[[ Material for this exercise open ]]

PR #62, opened 2023-07-05
Allow custom Taxonomy, ObjectTag subclasses to customize tagging behavior

pomegranited:
## Description

Adds fields and methods to Taxonomy to support use of Taxonomy subclasses to customize tagging behavior, e.g. when returning the list of available tags. Ensures that Taxonomy instances returned from the API are cast where possible, and makes it easier for these subclasses to be used.

Also adds support for ObjectTag subclasses via `cast` and `copy` methods, however full use of this must be handled by the implementing API -- here in oel_tagging, we just assume ObjectTag.

* Adds `Taxonomy._taxonomy_class` field to store the Taxonomy subclass that should be used to instantiate this instance.
* Adds methods to Taxonomy to customize ObjectTag validation based on taxonomy, tag, and object fields, to make it easier for Taxonomy subclasses to validate the parts they care about.
* Adds fields to Taxonomy for use by the system taxonomies being created: `system_defined`, and `visible_to_authors`.

## Supporting information

Part of https://github.com/openedx/modular-learning/issues/63, addresses https://github.com/openedx/edx-platform/pull/32518#discussion_r1248904313

## Testing instructions

But you can check that the added tests cover the expected polymorphism behavior supported by this change, and that tests are still covering 100% of the `openedx_tagging` module.

## Other information

See https://github.com/openedx/edx-platform/pull/32661 for this branch's use with content tagging.


openedx-webhooks:
Thanks for the pull request, @pomegranited!  Please note that it may take us up to several weeks or months to complete a review and merge your PR.

- supporting documentation

openedx_tagging/core/tagging/models.py
```diff
@@ -136,20 +139,64 @@ class Taxonomy(models.Model):
             "Indicates that tags in this taxonomy need not be predefined; authors may enter their own tag values."
         ),
     )
+    system_defined = models.BooleanField(
```
ChrisChV, line 142: @pomegranited We need to make this field non-editable after taxonomy creation. Maybe an `editable=False` can work?

openedx_tagging/core/tagging/models.py
```diff
@@ -456,3 +463,103 @@ def resync(self) -> bool:
...
+            return False
+
+        if check_object and not self._check_object():
+            return False
+
+        return True
+
+
+# Register the object tag classes in reverse order for how we want them considered
+register_object_tag_class(ObjectTag)
```
ChrisChV, line 563: @pomegranited Maybe we can explicitly add the order in this function? I say this in case object tag classes are registered in other files/modules, in those cases I would not be sure which one goes first or which one goes second

ChrisChV:
> We can do this by assigning a custom ObjectTag subclass to each system taxonomy,
and using the ObjectTag class to return candidate tags with get_tags / autocompleted tags instead of using Taxonomy.

:+1: to this. Yes, some system defined taxonomies need to overwrite get_tags

openedx_tagging/core/tagging/api.py
```diff
@@ -10,33 +10,48 @@
...
 def create_taxonomy(
-    name,
-    description=None,
+    name: str,
+    description: str = None,
     enabled=True,
     required=False,
     allow_multiple=False,
     allow_free_text=False,
+    system_defined=False,
```
ChrisChV, line 29: @pomegranited We should not be able to create system defined in this generic api. In my PR I could create another way to create them more consistently

ChrisChV:
@pomegranited In systems-defined taxonomies, one more field is necessary: ​​[visible](https://docs.google.com/document/d/1k2-ziCkCGT8AcGh2zorVinF0MH-2bF6_mAl0SFxr7EQ/edit#heading=h.86rnwzf8q3ep). Maybe we can add that field in the `Taxonomy` class? Now I have no idea how to handle that in a subclass

openedx_tagging/core/tagging/models.py
```diff
@@ -456,3 +463,103 @@ def resync(self) -> bool:
...
+        If `check_object` is False, then we skip validating the object ID/type.
+        """
+        # Must be linked to a free-text taxonomy
+        if check_taxonomy and (
+            not self.taxonomy_id or not self.taxonomy.allow_free_text
+        ):
+            return False
+
+        # Open taxonomies don't need an associated tag, but we need a value.
+        if check_tag and not self.value:
```
ChrisChV, line 511: @pomegranited Writing my code I realized that we can also use a `_check_tag` function here, similar to `_check_object`. This is because in the system defined it is only necessary to overwrite the validation of the tag. I think it would be better to add it in your PR

pomegranited: Good point -- please see [3e53687](https://github.com/openedx/openedx-learning/pull/62/commits/3e536874b07f5f4cb79b7156f87866b2dafbe10e).

ObjectTag now has 3 methods for this: `_is_valid_taxonomy`, `_is_valid_tag`, and `_is_valid_object`, which subclasses can override. And with the above change, they'll be used whenever `object_tag.is_valid()` is called as well as by `ObjectTag.valid_for`, which the object tag class registry uses to locate a valid subclass.

openedx_tagging/core/tagging/models.py
pomegranited: Sure thing, done with [f260ddd](https://github.com/openedx/openedx-learning/pull/62/commits/f260ddd8bf78840329f2ccff8862f0d9a60126e3)

openedx_tagging/core/tagging/api.py
pomegranited: Fixed with [321fd46](https://github.com/openedx/openedx-learning/pull/62/commits/321fd464bcdc4b1bc6dd39b1175180c0177b95a4).

openedx_tagging/core/tagging/models.py
pomegranited: Fixed with [321fd46](https://github.com/openedx/openedx-learning/pull/62/commits/321fd464bcdc4b1bc6dd39b1175180c0177b95a4).

openedx_tagging/core/tagging/models.py
```diff
@@ -558,6 +555,38 @@ def is_valid(self, check_taxonomy=True, check_tag=True, check_object=True) -> bo
 
         return True
 
+    def get_tag_options(self) -> Iterator[TagResult]:
```
pomegranited, line 563: @ChrisChV 

> 👍 to this. Yes, some system defined taxonomies need to overwrite get_tags

I chose to address this here, by converting the functionality from [Taxonomy.get_tags](https://github.com/openedx/openedx-learning/pull/62/commits/321fd464bcdc4b1bc6dd39b1175180c0177b95a4#diff-204875f41064da3abfd4648611ad41c6f21abe09277263410e3daafbd343f2a3L207-L233) to this ObjectTag method.

This is the ClosedObjectTag version of this, which yields actual tags.
The [superclass version yields nothing](https://github.com/openedx/openedx-learning/pull/62/commits/321fd464bcdc4b1bc6dd39b1175180c0177b95a4#diff-204875f41064da3abfd4648611ad41c6f21abe09277263410e3daafbd343f2a3R455-R462), so OpenObjectTags have no tag options by default.

System taxonomy ObjectTag subclasses can use this to generate a dynamic list of tag options as needed.

openedx_tagging/core/tagging/api.py
```diff
@@ -67,30 +96,57 @@ def resync_object_tags(object_tags: QuerySet = None) -> int:
...
+        .select_related("tag", "taxonomy")
+        .order_by("id")
+    )
+    if object_type:
+        tags = tags.filter(object_type=object_type)
+    if taxonomy:
+        tags = tags.filter(taxonomy=taxonomy)
+
+    for tag in tags:
+        # We can only validate tags with taxonomies, because we need the object_tag_class
```
pomegranited, line 146: remove: I don't think this comment is valid anymore.
```suggestion
```

openedx_tagging/core/tagging/models.py
```diff
@@ -141,11 +141,19 @@ class Taxonomy(models.Model):
...
             " taxonomy admins will not be permitted to modify them.",
         ),
     )
+    visible_to_authors = models.BooleanField(
+        default=True,
+        editable=False,
+        help_text=_(
+            "Indicates whether this taxonomy should be visible to object authors."
+        ),
+    )
```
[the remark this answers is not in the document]
ChrisChV: Thanks!

ChrisChV:
@pomegranited Looks good :+1: 

- [X] I tested this by running the tests.
- [X] I read through the code and tests with care

ChrisChV (approved):

pomegranited:
Hi @ormsbee CC @bradenmacdonald Ready for your eyes :)

openedx_tagging/core/tagging/models.py
```diff
@@ -456,3 +490,95 @@ def resync(self) -> bool:
...
+        return bool(self._value)
+
+    def _check_object(self):
+        """
+        Returns True if this ObjectTag has a valid object.
+
+        Subclasses should override this method to perform any additional validation for the particular type of object tag.
+        """
+        # Must have a valid object id/type:
+        return self.object_id and self.object_type
```
pomegranited, line 530: @ChrisChV So, I haven't yet found a use for this `ObjectTag.object_type` field..

* The ObjectTag subclasses that require UsageKey/CourseKey formatting for `course_id` can get the object type from the object key.
* We'll be creating a sytem-defined Taxonomy which automatically creates ObjectTags to mark "Content Type".

However, we might need a way to associate Taxonomy instances with the various object types they support. E.g, the [system-defined Language Taxonomy may be used on Course, Block, Library, and Library-type content items](https://github.com/open-craft/openedx-learning/pull/3#discussion_r1258942677). So when we're in the Course editor and we ask the API "What taxonomies are available here?", we'll need to know which ones are enabled for use with Courses.

I don't know if this is required for MVP though, since I think all the taxonomies discussed will be used by all the different content types. But Taxonomy Admins might want to create some that are only used for Blocks, for example.

So if we do need to support that, I'd propose using a many-to-many mapping like we did with [TaxonomyOrg](https://github.com/openedx/edx-platform/pull/32661/files#diff-8a644422ddd022128d13b6ca7c8b672a33d048d1816a80a80491246bdd76f607R13), and extending the [`get_taxonomies` API](https://github.com/openedx/openedx-learning/pull/62/files#diff-951a5c4d32e1301ac1c30419ebce4ada8ae17db6c93f4c2a5a34caac9eb30e0aR55) to support querying by object type.

ChrisChV: @pomegranited It's a great idea!. On the [MVP requeriments ](https://openedx.atlassian.net/wiki/spaces/OEPM/pages/3695247491/Content+Tagging+Approach+MVP#Features-%26-Requirements) there is:

> Course Settings: Content Authors can turn taxonomies (instance and org-levels) on/off at the course level.

I feel that your proposal can also be adapted to that requirement. But I feel like it would have to be a many-to-many relationship with [TaxonomyOrg](https://github.com/openedx/edx-platform/pull/32661/files#diff-8a644422ddd022128d13b6ca7c8b672a33d048d1816a80a80491246bdd76f607R13) and extend the [get_taxonomies_for_org](https://github.com/openedx/edx-platform/pull/32661/files#diff-8a644422ddd022128d13b6ca7c8b672a33d048d1816a80a80491246bdd76f607R13).

openedx_tagging/core/tagging/models.py
```diff
@@ -456,3 +490,95 @@ def resync(self) -> bool:
             changed = True
 
         return changed
+
+
+class OpenObjectTag(ObjectTag):
+    """
+    Free-text object tag.
+
+    Only needs a free-text taxonomy and a value to be valid.
```
bradenmacdonald, line 499: OK, sorry for the slow response, but I'm definitely confused here.

I thought the plan was to have different subclasses of `ObjectTag` based on what type of content object was being tagged:

> Maybe it's ObjectTag that needs the subclassing? It could be made abstract, and have subclasses like CourseTag, BlockTag, etc? And instead of having a completely generic object_id field, we make the object_id return a different real field value in the various subclasses (sort of like what pk does for Django models)?

> But to tag content in the LMS/Studio, we need to enforce ``object_id`` as a CourseKey or UsageKey type. So to do this, we subclass ``ObjectTag``, and use the ``openedx.features.tagging.registry`` to register the subclass, so that it will be picked up when this tagging API creates or resyncs object tags.

And I see that _is_ happening here, but we also have "open" vs. "closed" object tags, so we end up with `OpenCourseObjectTag`, `OpenBlockObjectTag`, `ClosedCourseObjectTag`, `ClosedBlockObjectTag`. 

I thought that the "type" of `ObjectTag` being used would be stored in the ObjectTag row itself, but it seems like it's in `Taxonomy.object_tag_class`. In that case, how could we use, say, a Language (System) Taxonomy to tag both courses and blocks (and anything else that might come up in the future)?

The split between `OpenObjectTag` and `ClosedObjectTag` seems strange to me, and I don't see any requirement for this in the current code. Could we not just have one `ObjectTag` base class with

```
    def _check_tag(self):
        """
        Returns True if this ObjectTag has a valid tag value.
        Subclasses should override this method to perform any additional validation for the particular type of object tag.
        """
        # Open taxonomies don't need an associated tag, but we need a value.
        return bool(self._value) if self.taxonomy.allow_free_text else bool(self.tag_id)
```
and then subclassing is only needed for different types of objects, not different types of taxonomy?

Or is there a more significant implementation difference that I'm not seeing?


I also wonder if there are three types of Taxonomy (at the moment), not two:
* "Free-form Taxonomy" - no `Tag` values exist, and the taxonomy is just whatever `ObjectTag._value`s are in use.
* "Closed Taxonomy" - There is a list of allowed `Tag` values stored in the database, though some ObjectTags may have newer or older tag values, hence they keep a text copy of the tag in `_value`
* "Virtual Taxonomy" which is generated dynamically by python code, e.g. get a list of enabled languages (for "Language" taxonomy), get list of authors, get list of organizations, etc. The `Tag` values don't necessarily need to exist in the database, but they could if that makes the implementation easier rather than more complex. Personally I wonder if storing them in the database requires too much synchronization effort.

pomegranited: @bradenmacdonald I'm so confused now. I need more help than just these reviews.

bq. The split between OpenObjectTag and ClosedObjectTag seems strange to me, and I don't see any requirement for this in the current code. Could we not just have one ObjectTag base class with

I follow you here -- it's an artificial distinction that doesn't warrant this complexity.

bq. I thought that the "type" of ObjectTag being used would be stored in the ObjectTag row itself, but it seems like it's in Taxonomy.object_tag_class.

This was my attempt at linking the ObjectTag custom classes to their taxonomies, so that we validate a given ObjectTag for use with a taxonomy. B how is the base `oel_tagging` library supposed to support ObjectTag subclass casting when it doesn't even know about different object types?

bq. I also wonder if there are three types of Taxonomy (at the moment), not two:

Yep -- the "system-defined" taxonomies in the MVP are "virtual taxonomies", and we're not creating Tags for all of them: [ModelObjectTags](https://github.com/open-craft/openedx-learning/pull/3/files#diff-2ecc1274a15be58e16fa617e6e5860e1b2815b6cbeffa200daea9676c07c4bfcR91) keep an association to another Model (like Organization or User). 

But since we're trying to subclass ObjectTag instead of Taxonomy here, the logic for this is all down in the ObjectTag subclasses, and this doesn't seem clean either.

I've scheduled a meeting to discuss, because however we're doing these designs and discussions isn't working :(

docs/decisions/0007-tagging-app.rst
```diff
@@ -19,15 +19,15 @@ Taxonomy
...
+So in edx-platform, we will create the ``openedx.features.content_tagging`` app, to contain the models and logic for linking Organization owners to Taxonomies. There's no need to subclass Taxonomy here; we can enforce access using the ``content_tagging.api``.
 
 ObjectTag
 ~~~~~~~~~
 
 Similarly, the ``openedx_tagging`` module defined ``openedx_tagging.core.models.ObjectTag``, also self-contained to the
 ``openedx_tagging`` app.
 
-But to tag content in the LMS/Studio, we create ``openedx.features.tagging.models.ContentTag``, which subclasses ``ObjectTag``, and can then reference functionality available in the platform code.
+But to tag content in the LMS/Studio, we need to enforce ``object_id`` as a CourseKey or UsageKey type. So to do this, we subclass ``ObjectTag``, and use the ``openedx.features.tagging.registry`` to register the subclass, so that it will be picked up when this tagging API creates or resyncs object tags.
```
bradenmacdonald, line 30: If `ObjectTag.object_id` is immutable (as I think it should be), then this is really just a one-time validation that needs to happen when the `ObjectTag` is first created. In that case, a subclass is probably overkill, as there is no ongoing difference in behavior for a Course ObjectTag vs. a Block ObjectTag. You just need some way to validate the `object_id` during initial creation of `ObjectTag`, but that logic doesn't need to live in openedx-learning's tagging core.

You can absolutely keep the proxy models you've made as a nice way to do that, and they can also provide a secondary benefit of checking the `object_id` format when you're loading tags. For example, if you're writing some code that is strictly dealing with XBlocks, you can choose to use `BlockObjectTag.objects.filter(...)` to load them, and `BlockObjectTag.objects.create(...)` to create a new tag, and get that extra layer of validation. But `openedx-learning` doesn't really need to know that you're doing that.

So: what I think you don't really need is the `object_tag_class` field or `cast_object_tag` behavior, since there's no ongoing difference in behavior once the ObjectTags are saved to the database.

Also, if we say that `object_id` is always an [opaque key](https://github.com/openedx/opaque-keys/tree/master/opaque_keys/edx), then `object_type` is somewhat redundant as it can be derived from the prefix of the `object_id`. If we're not using it now, I'd suggest removing it and we can always add it later if needed.

docs/decisions/0012-system-taxonomy-creation.rst
```diff
@@ -4,25 +4,23 @@
...
-System-defined Taxonomy creation
-~~~~~~~~~~~~~~~~~~~~~~~~~~~~~~~~
+System Tag lists and validation
+~~~~~~~~~~~~~~~~~~~~~~~~~~~~~~~
 
-Each System-defined Taxonomy has its own class, which is used for tag validation (e.g. ``LanguageSystemTaxonomy``, ``OrganizationSystemTaxonomy``).
-Each can overwrite ``get_tags``; to configure the valid tags, and ``validate_object_tag``; to check if a list of tags are valid.
-Both functions are implemented on the ``Taxonomy`` base class, but can be overwritten to handle special cases.
+Each System-defined Taxonomy will have its own ``ObjectTag`` subclass which is used for tag validation (e.g. ``LanguageObjectTag``, ``OrganizationObjectTag``).
+Each subclass can overwrite ``get_tags``; to configure the valid tags, and ``is_valid``; to check if a list of tags are valid.  Both functions are implemented on the ``ObjectTag`` base class, but can be overwritten to handle special cases.
```
bradenmacdonald, line 19: I think this is a conflict in requirements. We need to decide if `ObjectTag` is subclassed/specialized to handle different types of objects (`BlockObjectTag`/`CourseObjectTag`) or different types of Taxonomies (`LanguageObjectTag`/`OrganizationObjectTag`). I don't think it's possible or at least not very clean to have both dimensions of subclass.

bradenmacdonald: Personally, I don't think it makes sense to have specialized `ObjectTag` subclasses for System Taxonomies.

I think that special logic belongs in the Taxonomy subclasses, which don't necessarily have to be django model subclasses but can just be proxies or functions.


When displaying tags in the LMS or Studio, we would often want to filter out invalid tags (e.g. from an imported course) or at least display them differently, so I think it's important that `get_object_tags(..., valid_only=True)` is extremely efficient, ideally only using a single database query. For example, if there were a bunch of Author Tags, we wouldn't want each AuthorObjectTag tag making a separate DB query to check if the user still exists in the system. By having a single ObjectTag implementation with the simple logic that you already have in this PR (in `ObjectTag. _check_tag`), we avoid that problem.

One thing to think about is that for the system taxonomies like Language, Author, etc., we don't necessarily have to have them all in the database nor keep them strictly free-form. For Language or Author in particular, the system creates those tags automatically and it could just create the `Tag` for the required language or author if it doesn't exist, right before it creates an `ObjectTag`. Also for Language and Author, we need to do some translating before displaying the tags to the users - displaying the localized name of the language and displaying the username instead of the user ID. I think that sort of translation/lookup should happen in the Taxonomy level or higher so that it can be properly batched, not done on a per-tag basis in case there's several tags of the same type.

Likewise if we ever allow users to manually tag language or author, even if all the possible authors don't exist as Tag instances or free-form values, we could still override an `autocomplete` or `list_available_tags` API for that taxonomy to provide all the possible authors, and then when the ObjectTag is about to be saved, we could create the corresponding `Tag` in the database. But again that feels like behavior that is specific to the taxonomy, not the ObjecTag to me.

bradenmacdonald: I like most of the cleanups in this PR, but my recommendation after thinking about it (which you can ignore or push back on!) would be:
* Remove `object_tag_class` and `cast_object_tag`
* Remove references to specialized ObjectTag subclasses
* Consolidate the migrations
And then just merge it as a nice "cleanup" PR.

docs/decisions/0007-tagging-app.rst
pomegranited: Done: https://github.com/openedx/openedx-learning/pull/62/files#diff-f181041ce998b0b874170c0564ba6c7c7e4cc88e1a28d0f2cf928160e3c3f9d2R56-R59

openedx_tagging/core/tagging/models.py
```diff
@@ -136,20 +140,109 @@ class Taxonomy(models.Model):
...
+        help_text=_(
+            "Indicates whether this taxonomy should be visible to object authors."
+        ),
+    )
+    _taxonomy_class = models.CharField(
+        null=True,
+        max_length=255,
+        help_text=_(
+            "Taxonomy subclass used to instantiate this instance."
+            "Must be a fully-qualified module and class name.",
```
bradenmacdonald, line 163: What will the behavior be if the taxonomy class is no longer found? It would be good to state that explicitly here.

Plugins will come and go, so we need to be sure that falling back to the "generic" behavior will always at least preserve existing tags, but perhaps not allow new tags to be added. I believe you already have implemented this and have a test for it; I just think it's good to explain here as well.

openedx_tagging/core/tagging/models.py
```diff
@@ -195,38 +288,72 @@ def validate_object_tag(
         """
         Returns True if the given object tag is valid for the current Taxonomy.
 
-        Subclasses can override this method to perform their own validation checks, e.g. against dynamically generated
-        tag lists.
+        Subclasses should override the internal _validate* methods to perform their own validation checks, e.g. against
+        dynamically generated tag lists.
```
bradenmacdonald, line 292: It would be good to have a fully dynamic taxonomy (perhaps prime numbers or fibonacci numbers, something like that) in the test suite here. That can come in a follow-up PR though, based on learnings from the system taxonomies PR.

bradenmacdonald (approved):

docs/decisions/0007-tagging-app.rst
```diff
@@ -19,15 +19,15 @@ Taxonomy
...
+So in edx-platform, we will create the ``openedx.features.content_tagging`` app, to contain the models and logic for linking Organization owners to Taxonomies. Here, we can subclass ``Taxonomy`` as needed, preferably using proxy models. The APIs are responsible for ensuring that any ``Taxonomy`` instances are cast to the appropriate subclass.
 
 ObjectTag
 ~~~~~~~~~
 
 Similarly, the ``openedx_tagging`` module defined ``openedx_tagging.core.models.ObjectTag``, also self-contained to the
 ``openedx_tagging`` app.
 
-But to tag content in the LMS/Studio, we create ``openedx.features.tagging.models.ContentTag``, which subclasses ``ObjectTag``, and can then reference functionality available in the platform code.
+But to tag content in the LMS/Studio, we need to enforce ``object_id`` as a CourseKey or UsageKey type. So to do this, we subclass ``ObjectTag``, and use this class when creating object tags for the content taxonomies. Once the ``object_id`` is set, it is not editable, and so this key validation need not happen again.
```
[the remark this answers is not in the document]
pomegranited: Noted, and I agree. And since the system taxonomies will be implemented in this library, they'll be separate from the "content" concerns anyway, and so can be re-used for user tagging.

I will at least remove the phrase "content taxonomies" from these docs.

openedx_tagging/core/tagging/models.py
```diff
@@ -136,20 +140,109 @@ class Taxonomy(models.Model):
...
+    def taxonomy_class(self, taxonomy_class: Union[Type, None]):
+        """
+        Assigns the given taxonomy_class's module path.class to the field.
+
+        Raises ValueError if the given `taxonomy_class` is a built-in class; it should be a Taxonomy-like class.
+        """
+        if taxonomy_class:
+            if taxonomy_class.__module__ == "builtins":
+                raise ValueError(
+                    f"Unable to assign taxonomy_class for {self}: {taxonomy_class} must be a class like Taxonomy"
```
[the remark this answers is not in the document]
pomegranited: I think I was holding onto the idea that we might have non-model classes for this stuff.. But I'll let that go and make this clearer.

openedx_tagging/core/tagging/models.py
pomegranited: Yep, I'll make sure this test case is covered by the system taxonomy PR.

openedx_tagging/core/tagging/models.py
```diff
@@ -456,3 +608,22 @@ def resync(self) -> bool:
...
+    @classmethod
+    def cast(cls, object_tag: "ObjectTag") -> "ObjectTag":
+        """
+        Returns a cls instance with the same properties as the given ObjectTag.
+        """
+        return cls().copy(object_tag)
+
+    def copy(self, object_tag: "ObjectTag") -> "ObjectTag":
+        """
+        Copy the fields from the given Taxonomy into the current instance.
```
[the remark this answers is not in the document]
pomegranited: Fixed: https://github.com/openedx/openedx-learning/pull/62/commits/1094d24c5f99a375144b13171c88efec27a9244b#diff-204875f41064da3abfd4648611ad41c6f21abe09277263410e3daafbd343f2a3R621

openedx_tagging/core/tagging/models.py
pomegranited: Good point, done: https://github.com/openedx/openedx-learning/pull/62/commits/1094d24c5f99a375144b13171c88efec27a9244b#diff-204875f41064da3abfd4648611ad41c6f21abe09277263410e3daafbd343f2a3R162-R163

ormsbee (approved):

openedx_tagging/core/tagging/models.py
ChrisChV: Yes, I will keep that in mind now that I make the changes in my PR

bradenmacdonald:
Thanks @ormsbee. Could you please hit merge on this? It seems I don't have permission and I'm not sure who else does.

pomegranited:
Huge thank you @bradenmacdonald , @ChrisChV and @ormsbee ! I think retaining the discussions here is important for this PR, but I don't want to muddy the `main` branch, so will squash + merge now.

openedx-webhooks:
@pomegranited 🎉 Your pull request was merged!  Please take a moment  to [answer a two question survey](https://docs.google.com/forms/d/e/1FAIpQLSceJOyGJ6JOzfy6lyR3T7EW_71OWUnNQXp68Fymsk3MkNoSDg/viewform?usp=pp_url&entry.1671973413=openedx/openedx-learning&entry.867055334=https://github.com/openedx/openedx-learning/pull/62&entry.1484655318=https://github.com/pomegranited&entry.752974735=2023-07-05+07:29&entry.1917517419=2023-07-20+00:15&entry.2133058324=Yes) so we can improve your experience in the future.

[[ Material for this exercise closed ]]

> **Task brief**: Quote every line from the beginning of the entries up to and including the line that contains "## Description".

> **Exercise answer**:
PR #62, opened 2023-07-05
Allow custom Taxonomy, ObjectTag subclasses to customize tagging behavior

pomegranited:
## Description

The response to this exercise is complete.